• Work order:
For this exercise, please find the lines in the entries that include the word "entirely" and copy them.

• Information shown:
# # # #

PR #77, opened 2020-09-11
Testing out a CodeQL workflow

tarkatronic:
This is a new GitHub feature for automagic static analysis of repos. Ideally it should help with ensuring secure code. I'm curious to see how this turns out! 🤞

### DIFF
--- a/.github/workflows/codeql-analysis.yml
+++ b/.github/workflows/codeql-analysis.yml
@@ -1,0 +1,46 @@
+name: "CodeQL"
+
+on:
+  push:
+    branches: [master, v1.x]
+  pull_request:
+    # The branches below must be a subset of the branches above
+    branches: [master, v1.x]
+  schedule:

# # # #

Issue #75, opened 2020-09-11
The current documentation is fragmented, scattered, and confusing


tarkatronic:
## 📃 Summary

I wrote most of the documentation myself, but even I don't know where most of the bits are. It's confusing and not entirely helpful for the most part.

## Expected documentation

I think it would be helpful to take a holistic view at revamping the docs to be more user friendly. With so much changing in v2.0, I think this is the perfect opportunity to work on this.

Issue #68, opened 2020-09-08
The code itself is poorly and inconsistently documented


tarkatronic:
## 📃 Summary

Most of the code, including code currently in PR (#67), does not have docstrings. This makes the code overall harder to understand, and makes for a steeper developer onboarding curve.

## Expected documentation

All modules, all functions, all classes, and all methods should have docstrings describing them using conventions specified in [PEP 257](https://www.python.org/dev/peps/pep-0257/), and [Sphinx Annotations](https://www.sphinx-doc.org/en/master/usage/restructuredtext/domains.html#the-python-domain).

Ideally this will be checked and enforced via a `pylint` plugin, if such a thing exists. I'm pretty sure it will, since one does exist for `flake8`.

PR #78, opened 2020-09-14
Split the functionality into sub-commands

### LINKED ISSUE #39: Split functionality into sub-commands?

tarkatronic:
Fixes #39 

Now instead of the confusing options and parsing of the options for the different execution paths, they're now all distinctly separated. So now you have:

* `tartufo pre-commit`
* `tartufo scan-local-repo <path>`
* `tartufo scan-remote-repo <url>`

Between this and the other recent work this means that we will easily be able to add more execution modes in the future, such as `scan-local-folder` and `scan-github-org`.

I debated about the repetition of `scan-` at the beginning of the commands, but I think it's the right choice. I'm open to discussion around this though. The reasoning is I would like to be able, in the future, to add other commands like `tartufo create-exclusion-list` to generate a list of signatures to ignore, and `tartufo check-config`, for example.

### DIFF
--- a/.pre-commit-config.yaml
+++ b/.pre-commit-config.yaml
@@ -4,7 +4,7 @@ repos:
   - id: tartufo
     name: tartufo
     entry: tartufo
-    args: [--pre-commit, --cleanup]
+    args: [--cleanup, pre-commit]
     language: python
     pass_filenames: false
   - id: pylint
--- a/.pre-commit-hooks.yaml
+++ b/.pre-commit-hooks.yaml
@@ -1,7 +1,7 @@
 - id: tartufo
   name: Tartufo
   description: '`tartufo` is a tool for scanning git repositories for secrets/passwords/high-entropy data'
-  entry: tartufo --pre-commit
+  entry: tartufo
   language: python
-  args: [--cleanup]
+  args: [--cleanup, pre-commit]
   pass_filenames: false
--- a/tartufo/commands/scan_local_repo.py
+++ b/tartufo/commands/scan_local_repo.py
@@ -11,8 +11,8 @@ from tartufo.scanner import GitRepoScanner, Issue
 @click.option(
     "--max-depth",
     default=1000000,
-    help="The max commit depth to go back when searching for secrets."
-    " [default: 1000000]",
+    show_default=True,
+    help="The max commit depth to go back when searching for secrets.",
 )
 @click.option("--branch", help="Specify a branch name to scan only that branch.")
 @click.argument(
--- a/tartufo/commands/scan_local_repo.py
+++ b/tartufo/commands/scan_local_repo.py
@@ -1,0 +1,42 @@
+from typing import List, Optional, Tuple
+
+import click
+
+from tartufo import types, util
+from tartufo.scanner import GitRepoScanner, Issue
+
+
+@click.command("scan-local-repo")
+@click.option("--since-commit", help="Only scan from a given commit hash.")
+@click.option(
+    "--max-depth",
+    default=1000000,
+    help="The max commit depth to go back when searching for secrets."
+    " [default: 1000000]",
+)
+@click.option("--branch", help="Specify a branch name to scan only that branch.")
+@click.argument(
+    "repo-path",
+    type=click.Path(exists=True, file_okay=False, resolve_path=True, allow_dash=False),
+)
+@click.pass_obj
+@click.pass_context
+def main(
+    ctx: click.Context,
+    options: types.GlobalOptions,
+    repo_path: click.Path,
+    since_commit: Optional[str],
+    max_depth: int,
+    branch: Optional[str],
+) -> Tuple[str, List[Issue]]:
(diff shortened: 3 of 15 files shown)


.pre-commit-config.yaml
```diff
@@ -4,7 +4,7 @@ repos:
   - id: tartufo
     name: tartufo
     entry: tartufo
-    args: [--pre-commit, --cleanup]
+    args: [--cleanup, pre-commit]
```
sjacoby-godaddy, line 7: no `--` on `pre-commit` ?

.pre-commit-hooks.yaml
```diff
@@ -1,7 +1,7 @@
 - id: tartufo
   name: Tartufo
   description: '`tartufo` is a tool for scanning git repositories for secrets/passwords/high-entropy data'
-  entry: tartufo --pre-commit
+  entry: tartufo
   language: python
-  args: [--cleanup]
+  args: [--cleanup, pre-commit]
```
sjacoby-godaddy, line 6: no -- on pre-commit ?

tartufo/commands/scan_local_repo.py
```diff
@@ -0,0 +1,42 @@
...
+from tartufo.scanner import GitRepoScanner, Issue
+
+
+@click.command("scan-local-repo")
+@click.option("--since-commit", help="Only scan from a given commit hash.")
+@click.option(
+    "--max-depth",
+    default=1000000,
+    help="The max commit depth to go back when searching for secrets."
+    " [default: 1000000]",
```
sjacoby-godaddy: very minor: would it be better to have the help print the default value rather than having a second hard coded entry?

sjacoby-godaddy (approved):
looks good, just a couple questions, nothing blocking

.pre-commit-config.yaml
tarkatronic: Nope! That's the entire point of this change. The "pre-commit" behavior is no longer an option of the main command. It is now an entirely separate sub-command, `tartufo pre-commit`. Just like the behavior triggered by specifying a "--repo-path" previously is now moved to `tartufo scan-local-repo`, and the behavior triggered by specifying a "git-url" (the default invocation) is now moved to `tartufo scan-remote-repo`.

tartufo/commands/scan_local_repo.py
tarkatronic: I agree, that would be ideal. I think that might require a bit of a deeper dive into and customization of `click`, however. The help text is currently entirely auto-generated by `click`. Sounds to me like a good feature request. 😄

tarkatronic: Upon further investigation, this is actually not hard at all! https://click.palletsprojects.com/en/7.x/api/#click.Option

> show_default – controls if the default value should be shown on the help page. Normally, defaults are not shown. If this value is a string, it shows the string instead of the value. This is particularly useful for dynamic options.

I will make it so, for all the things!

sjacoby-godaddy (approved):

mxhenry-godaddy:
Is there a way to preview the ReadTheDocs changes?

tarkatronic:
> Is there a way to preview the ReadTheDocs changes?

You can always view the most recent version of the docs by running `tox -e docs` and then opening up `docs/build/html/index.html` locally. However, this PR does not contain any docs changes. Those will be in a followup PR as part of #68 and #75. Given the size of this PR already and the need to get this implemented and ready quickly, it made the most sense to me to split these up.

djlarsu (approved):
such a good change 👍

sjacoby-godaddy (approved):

# # # #

• Exercise output:
I wrote most of the documentation myself, but even I don't know where most of the bits are. It's confusing and not entirely helpful for the most part.
tarkatronic: Nope! That's the entire point of this change. The "pre-commit" behavior is no longer an option of the main command. It is now an entirely separate sub-command, `tartufo pre-commit`. Just like the behavior triggered by specifying a "--repo-path" previously is now moved to `tartufo scan-local-repo`, and the behavior triggered by specifying a "git-url" (the default invocation) is now moved to `tartufo scan-remote-repo`.
tarkatronic: I agree, that would be ideal. I think that might require a bit of a deeper dive into and customization of `click`, however. The help text is currently entirely auto-generated by `click`. Sounds to me like a good feature request. 😄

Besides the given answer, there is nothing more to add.